Friday, October 12, 2012

My student John Dellape's review of Foss and Klein's Organizing Entrepreneurial Judgement continues at Mises.org. Today's offering examine Foss and Klein's explanation of the real nature of capital goods and the connection between the theory of the entrepreneur and that of the firm.  As Dellape concludes:
[T]ying together entrepreneurship and the firm allows for a dynamic and realistic understanding of how the internal organization of the firm is established and the effects it has on performance. The internal organization determines how derived entrepreneurial judgment will be exercised by employees as circumstances change. The owner-entrepreneur exercises original judgment in determining the amount of discretion his employees will have. Thus, entrepreneurship is exercised in some way at every level of the firm. The owners should not be mistaken as passive bystanders to the actions of the firm, for they are the ones who ultimately establish and adjust over time the structure for how entrepreneurship is to be exercised by firm employees.

Thursday, October 11, 2012

Cochran on the Latest Evidence Supporting an Misesian Interpretation of Our Recent Economic Past

One of the criticisms of Austrian business cycle theory that many continue to make is that the it is merely an "armchair theory" with little or no empirical data to back it up. One can immediately rebut such charges because the Austrian literature does contain several contributions that puts empirical meat on the theoretical bones. Murray Rothbard's America's Great Depression and The Panic of 1819 quickly come to mind, as does the historical discussion in Chapter 6 of Jesus Huerta de Soto's Money, Bank, Credit and Economic Cycles.

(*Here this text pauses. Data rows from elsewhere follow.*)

PR #96, opened 2026-04-02
Feature/file downgrade

felipeblazing:
Add the ability to downgrade files. We are still experimenting with different approaches so this isn't ready to be merged in


benchmark/benchmark_main.cpp
```diff
@@ -0,0 +1,20 @@
...
+ * Unless required by applicable law or agreed to in writing, software
+ * distributed under the License is distributed on an "AS IS" BASIS,
+ * WITHOUT WARRANTIES OR CONDITIONS OF ANY KIND, either express or implied.
+ * See the License for the specific language governing permissions and
+ * limitations under the License.
+ */
+
+#include <benchmark/benchmark.h>
+
+BENCHMARK_MAIN();
```
joosthooz: Do we really need to separate this out into a new file?

src/data/kvikio_io_backend.cpp
```diff
@@ -0,0 +1,148 @@
...
+#include <cstring>
+#include <future>
+#include <string>
+
+namespace cucascade {
+namespace {
+
+/// Number of threads for kvikIO parallel I/O (pread/pwrite).
+/// Each thread submits an independent I/O request, saturating NVMe queue depth.
+constexpr unsigned int KVIKIO_NUM_THREADS = 16;
```
joosthooz: Why hardcode this instead of allowing users to set the KVIKIO env vars how they see fit?

src/data/pipeline_io_backend.cpp
```diff
@@ -0,0 +1,382 @@
...
+constexpr std::size_t DIRECT_IO_ALIGNMENT = 512;
+
+/// Round up to O_DIRECT alignment boundary
+std::size_t align_up_dio(std::size_t n)
+{
+  return (n + DIRECT_IO_ALIGNMENT - 1) & ~(DIRECT_IO_ALIGNMENT - 1);
+}
+
+// =============================================================================
+// pipeline_io_backend — double-buffered pinned host memory pipeline
```
joosthooz: Is it an idea to use more than 2 buffers to drive more parallel I/O operations? Or if we already issue multiple parallel I/O operations into the currently active buffers, that's ok too.

src/data/pipeline_io_backend.cpp
```diff
@@ -0,0 +1,382 @@
...
+      std::size_t next_chunk = 0;
+      if (remaining > 0) {
+        next_chunk     = std::min(remaining, PIPELINE_BUF_SIZE);
+        auto read_sz   = _direct_io ? align_up_dio(next_chunk) : next_chunk;
+        int other      = 1 - cur;
+        auto* buf_ptr  = _buf[other];
+        auto read_off  = src_offset;
+        auto actual_sz = next_chunk;
+        auto read_fd   = fd;
+        read_future    = std::async(std::launch::async,
```
joosthooz: This creates a new thread for every chunk, we may want to consider using a threadpool instead. Not just for the overhead, but to have a handle on how many of these I/O operations are active at the same time

joosthooz (commented):
I didn't see everything yet, but wanted to post some initial questions

joosthooz:
Other question: can't we use the (pretty new) cudftable format for this purpose? https://docs.rapids.ai/api/libcudf/stable/group__io__writers#ga18b2cd6a0deed1c4fbc43c2fc6b3094d

felipeblazing:
> Other question: can't we use the (pretty new) cudftable format for this purpose? https://docs.rapids.ai/api/libcudf/stable/group__io__writers#ga18b2cd6a0deed1c4fbc43c2fc6b3094d

Using pack means you need more gpu memory to downgrade when you are already strapped for memory. This avoids that. We could pr this to cudf at some point.

include/cucascade/data/disk_io_backend.hpp
```diff
@@ -0,0 +1,144 @@
...
+  /**
+   * @brief Read data from a disk file into device memory.
+   *
+   * @param path File path to read from.
+   * @param dev_ptr Pointer to device memory to read into.
+   * @param size Number of bytes to read.
+   * @param file_offset Byte offset within the file to start reading from.
+   * @param stream CUDA stream for synchronization.
+   */
+  virtual void read_device(const std::string& path,
```
aminaramoon: take filesystem path instead of string

include/cucascade/data/disk_io_backend.hpp
```diff
@@ -0,0 +1,144 @@
...
+  /**
+   * @brief Write data from device memory to a disk file.
+   *
+   * @param path File path to write to.
+   * @param dev_ptr Pointer to device memory containing the data.
+   * @param size Number of bytes to write.
+   * @param file_offset Byte offset within the file to start writing at.
+   * @param stream CUDA stream for synchronization.
+   */
+  virtual void write_device(const std::string& path,
```
aminaramoon: you could take in a cudf::device_span, then you don't need to create write_device, write_host and ...

you could just add write and read

include/cucascade/data/disk_file_format.hpp
```diff
@@ -0,0 +1,96 @@
...
+
+/**
+ * @brief Align a value up to the specified power-of-two alignment.
+ *
+ * @param value The value to align.
+ * @param alignment The alignment boundary (must be a power of two).
+ * @return The smallest multiple of alignment >= value.
+ */
+[[nodiscard]] constexpr std::size_t align_up(std::size_t value, std::size_t alignment) noexcept
+{
```
aminaramoon: since rmm is a dependecy, it already proivide align_up and down for us

aminaramoon (changes requested):

src/data/representation_converter.cpp
```diff
@@ -819,6 +912,644 @@ std::unique_ptr<idata_representation> convert_host_fast_to_host_fast(
...
+  if (header.metadata_size > 0) {
+    backend.read_host(
+      file_path, metadata_bytes.data(), header.metadata_size, sizeof(disk_file_header));
+  }
+
+  auto disk_columns = deserialize_column_metadata(metadata_bytes.data(), metadata_bytes.size());
+
+  // Set CUDA device to target GPU
+  int previous_device = -1;
+  CUCASCADE_CUDA_TRY(cudaGetDevice(&previous_device));
```
aminaramoon: rmm has set_device_id_raii that does this, should be better to use that isntead

felipeblazing:
/ok to test [6db1002](https://github.com/NVIDIA/cuCascade/pull/96/commits/6db1002b8a4bbd60b15e98f166070045390d7118)

benchmark/benchmark_main.cpp
aminaramoon: you can remove this file, 
just link against benchmakr_main and it provides the main for you @felipeblazing

src/data/disk_data_representation.cpp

Writing at the Circle Bastiat, John P. Cochran provides some excellent analysis of median household data that provides empirical support for an Austrian interpretation of 1995-2012. As Cochran notes,

While one should always be careful using median income figures, the data is consistent with and can be best understood when combined with a capital-structure macro model of the economy.

He cites several recent articles by Roger Garrision, Frank Shostak, Adrian Ravier, and Joseph T. Salerno that bear this out. Cochran packs a lot into a relatively brief post that is well worth reading.

Friday, October 5, 2012

Salerno on The Fed, the FDIC and Other Problems

Here is an excellent introduction to the source of the financial meltdown that ushered in our current economic woes. Salerno builds on the monetary theory of Ludwig von Mises and Murray Rothbard. He rightly notes the dangerous brew of Federal Reserve central banking, fractional reserve banking, and federal deposit insurance.




Salerno delivered his lecture at the most recent Mises Circle held in Manhattan. The theme of the event was "Central Banking, Deposit Insurance, and Economic Decline."

Tuesday, October 2, 2012

Dellape on Klein and Foss on Entrepreneurship

My former student and Grove City College Economics alum, John Dellape has written an excellent chapter by chapter review of Peter Klein and Nicolai Foss' new book, Organizing Entrepreneurial Judgement: A New Approach to the Firm. Dellape is currently a fellow with the Pittsburgh Fellows Program and employed at Net Health Systems, Inc. He also writes for HansEconomics.com.

The book and Dellape's review are as timely as today's headlines. As Dellape says in the introduction of his review:
The book's aim is to integrate the study of entrepreneurship with the theory of the firm under economic analysis. Nationally and globally we are at a pivotal moment in which people need to understand how businesses function and the entrepreneurial abilities necessary for continued economic progress.